Čajna Hiša Pod Velbom

Ljubljana’da çok beğendim ve bir o kadar da gönülden tavsiye edebileceğim bir kahve noktası. Aslında kahveci olarak geçiyor, fakat çayları da bir o kadar güzeldi. Mekana girdiğiniz gibi kokusundan anlıyorsunuz durumu zaten. Çikolatalı kekleri ve sandviçleriyle de güzel atıştırmalıklar sunuyor misafirlerine. Bence Ljublajan turunuzda bir mola verin derim.

Cafetino

Gitmeden önce Ljublajan’dan biriyle konuşurken buraya mutlaka uğramamı istedi. Yerlisi burayı benimsemiş, severlermiş. Bizim Karaköy, Beşiktaş kahvecileri gibi buradan kahvesini alır işine gücüne gidermiş Ljublajanalılar.

Nebotičnik

Tivoli Park ile kale arasında şehri 360 görebileceğiniz en az Ljubljana Kalesi kadar iddaalı bir teras. 11 katlı bu binanın ilk 8 katı apartman daireleri en üst 3 katı ise restoran olarak faaliyette. 3 Katlı terasın herbiri ayrı konsept. 9.Katta yemek yiyebileceğin şık bir restoran, 10.katta terası da bulunan cafe bar. 11.katta ise, şık bir lounge var.

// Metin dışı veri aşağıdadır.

PR #537, opened 2016-09-30
ENH: Add support for custom axes

ElDeveloper:
This addition resuscitates the old implementation from
make_3d_plots.py/make_emperor.py to deal with 'custom axes', however moving
forward we hope that this feature will be available from the user interface.

cc @gregcaporaso


ElDeveloper:
Related to https://github.com/qiime2/q2-emperor/pull/12

gregcaporaso:
Tested locally and it seems to be working. I haven't been able to look at the code yet.

ElDeveloper:
@antgonza, @josenavas, @mortonjt, @wasade, anyone has time to review this PR?

emperor/core.py
```diff
@@ -278,6 +291,31 @@ def make_emperor(self, standalone=False):
         # avoid unicode strings
         coord_ids = list(map(str, self.mf.index.tolist()))
 
+        # TODO: This will be removed once the custom axes creation is moved to
+        # the graphical user interface i.e. to the Axes tab.
```
mortonjt: We really need to create issues for these.  These easter eggs will be forgotten in the future.

emperor/core.py
```diff
@@ -278,6 +291,31 @@ def make_emperor(self, standalone=False):
         # avoid unicode strings
         coord_ids = list(map(str, self.mf.index.tolist()))
 
+        # TODO: This will be removed once the custom axes creation is moved to
```
wasade: Should this be an issue? or prefer to leave as TODO?

tests/test_core.py
```diff
@@ -126,5 +126,27 @@ def test_copy_support_files_use_target(self):
...
+        with open('test.txt', 'w') as f:
+            f.write(obs)
+
+        try:
+            self.assertItemsEqual(tcs.HTML_STRING_CUSTOM_AXES.split('\n'),
+                                  obs.split('\n'))
+        except AttributeError:
+            self.assertCountEqual(tcs.HTML_STRING_CUSTOM_AXES.split('\n'),
+                                  obs.split('\n'))
+        self.assertEqual(tcs.HTML_STRING_CUSTOM_AXES, obs)
```
mortonjt: Why the try/except inside this test?  Can we create 2 tests instead?

emperor/core.py
```diff
@@ -278,6 +291,31 @@ def make_emperor(self, standalone=False):
...
+        # the graphical user interface i.e. to the Axes tab.
+        if custom_axes:
```
antgonza: Should we add a validation that no more than 2 axes are passed?

emperor/support_files/js/sceneplotview3d.js
```diff
@@ -397,7 +397,12 @@ define([
           text = decomp.axesNames[index];
         }
       }
-      text += ' (' + decomp.percExpl[index].toPrecision(4) + ' %)';
+
+      // account for custom axes (their percentage explained will be -1 to
+      // indicate that this attribute is not meaningful).
+      if (decomp.percExpl[index] >= 0) {
```
antgonza: What about N/A or even better the name of the column used? -1 is an value and perhaps will confuse users. Same when using more than 1 axis.

emperor/util.py
```diff
@@ -397,8 +398,9 @@ def preprocess_coords_file(coords_header, coords_data, coords_eigenvals,
 
             # this opens support for as many custom axes as needed
             axes = len(custom_axes)
-            coords_low[:, 0:axes] = zeros([coords_low.shape[0], axes])
-            coords_high[:, 0:axes] = ones([coords_high.shape[0], axes])*0.00001
+            coords_low[:, 0:axes] = np.zeros([coords_low.shape[0], axes])
+            coords_high[:, 0:axes] = (np.ones([coords_high.shape[0], axes])
```
wasade: What about `np.full`?

antgonza:
Tests also failed 😏

emperor/util.py
```diff
@@ -652,3 +654,46 @@ def guess_coordinates_files(dir_path):
...
+        `custom_axes`.
+    """
+    # avoid side-effects
+    mf = mf.copy()
+
+    headers = [mf.index.name] + mf.columns.tolist()
+    missing_headers = set(custom_axes).difference(set(headers))
+
+    if missing_headers:
+        raise KeyError("One or more headers are not present in the "
```
wasade: Isn't this situation, one or more requested custom axes is not present in the sample metadata?

emperor/util.py
```diff
@@ -652,3 +654,46 @@ def guess_coordinates_files(dir_path):
...
+                       "sample information: %s" % ', '.join(missing_headers))
+
+    for axis in custom_axes:
+        mf[axis] = pd.to_numeric(mf[axis], errors='coerce')
+
+        if np.any(mf[axis].apply(np.isnan)):
+            raise ValueError("The column '%s', has non numeric values. All "
```
wasade: Do you think it would be useful to provide an example sample and value?

tests/_test_core_strings.py
```diff
@@ -376,6 +376,155 @@
...
+              'slickeditors']
+}
+});
+
+requirejs(
+["jquery", "model", "controller"],
+function($, model, EmperorController) {
+  var DecompositionModel = model.DecompositionModel;
+
+  var div = $('#emperor-notebook-0x9cb72f54');
```
wasade: is this magical hex stable?

wasade: ...or does it need to be? assuming not but thought i'd ask

emperor/util.py
```diff
@@ -652,3 +654,46 @@ def guess_coordinates_files(dir_path):
...
+
+    headers = [mf.index.name] + mf.columns.tolist()
+    missing_headers = set(custom_axes).difference(set(headers))
+
+    if missing_headers:
+        raise KeyError("One or more headers are not present in the "
+                       "sample information: %s" % ', '.join(missing_headers))
+
+    for axis in custom_axes:
+        mf[axis] = pd.to_numeric(mf[axis], errors='coerce')
```
wasade: This might be a pain to support and may be considered out of scope, but it might be cool to allow lexicographic sort. It would also allow for the case where the sample values are like `{"01.daily", "02.weekly", "03.monthly", "04.biannually", "05.annually"}` where the advantage is that the values associated with the metadata have meaning while using `{1..5}` in this context would potentially be confusing

emperor/core.py
ElDeveloper: Opened an issue: https://github.com/biocore/emperor/issues/538

tests/test_core.py
ElDeveloper: The try/except is to deal with Python2 vs Python3. If you guys think it makes more sense to separate the tests one for py2 and one for py3, then I can do that.

emperor/core.py
ElDeveloper: I've opened a new issue: https://github.com/biocore/emperor/issues/538

emperor/util.py
ElDeveloper: Good idea, I will use that instead.

emperor/util.py
ElDeveloper: Yes, you are correct, will fix this.

emperor/util.py
ElDeveloper: Yes, we've talked about this a fair bit, what would really be awesome is if the custom axes could infer other data types like timestamps, but for the time being we'll leave it as numbers only. Once we have something like #538 we should build the different sorting on top of that.

emperor/util.py
ElDeveloper: Great idea, this has now been added.

tests/_test_core_strings.py
ElDeveloper: Yes, this is a magical and stable hexadecimal number. Some background, this is the way that we "guarantee" all div identifiers in a DOM will be unique we randomly generate this string and set it as the ID for the div. If you look at the setUp method, you will see np.seed 🌱

emperor/core.py
ElDeveloper: I don't think we ever limited the number of custom axes that we have. Is there a reason why we should do that? I may be forgetting a technical limitation.

emperor/support_files/js/sceneplotview3d.js
ElDeveloper: Ah, I wanted to use N/As but then the formatting code in the jinja template would coerce the values to zeros, that's why I ended up using a negative value. There should never be negative percentage of explained variances, that's why I went with this.

emperor/core.py
mortonjt: Awesome!

tests/test_core.py
mortonjt: The other option is to completely drop PY2 support.  There is no reason to keep that anymore.

emperor/core.py
antgonza: 1 => 1 vs. PC1 vs. PC2, 
2 => 1 vs. 2 vs. PC1,
3 => 1 vs. 2 vs. 3 -- we don't need PCs 
4 => 1 vs. 2 vs. 3 -- we don't need PCs and 4 ...

ElDeveloper:
> Also, keep in mind that there is no law that says that we need to support backwards compatible changes. For instance, I have not seen any usage of vectors over the last several months. This is an opportunity to boot out some of the less commonly used features.

I am down to remove features, so as long as we discuss this as a group 👍  FWIW, I used the vectors in a figure for a recent manuscript.

mortonjt:
👍 sounds good.  And yeah, I agree this is out of the scope of this PR.

This PR I think is good to go.  But I see that there are still some comments from @antgonza ...

emperor/core.py
ElDeveloper: You are right, but this should be fine, since we can change the axes with the Axes tab right? You could always play around with the order of these.

ElDeveloper:
Thanks for the prompt reviews y'all!

emperor/core.py
antgonza: I'm not sure if I follow, do you mean that you will be able to create N custom axes and then select to only show, up to 2 custom axes?

ElDeveloper: Kinda, you will always be able to select up to 3 custom axes, but you will be able to choose from however many are present in your coordinates. One thing I should have clarified before is that when we add a custom axis, we still preserve (unless otherwise specified) at least 5 dimensions of the PCoA matrix, so that means that irregardless of the number of custom axes, users can always switch to those other axes with the `Axes` tab.

antgonza: K, thanks.

emperor/support_files/js/sceneplotview3d.js
antgonza: Is there any other way around? I think it's not really intuitive and more when you print the plot and you don't know which axis is which.

ElDeveloper:
In the produced plot the percentages are removed when this value is less
than zero, and instead of showing "PC X" it displays the axis name.  The
labels are provided by the axes name attribute of the DecompositionModel
class.

antgonza:
K, thanks.

ElDeveloper:
Thanks everyone!!

Also turns out GitHub does not thread messages when you reply to them from your e-mail, oh well.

Fiyatlar fena değil. Özellikle güneşli bir günde Ljubljana kalesine karşı bir şeyler içebilirsiniz. Keyifli yaz sohbetleri için ideal bir mekan.

Tam Tam

Evimde gibi hissettim kendimi bir an. Dedim burası orası tamam. Salon gibi bir ortamda şömine başında kahveni içebilir, şehirde keşfedebileceğin yeni noktalar için plan yapabilirsin. Güzel bir mola noktası. Önerilir efendim.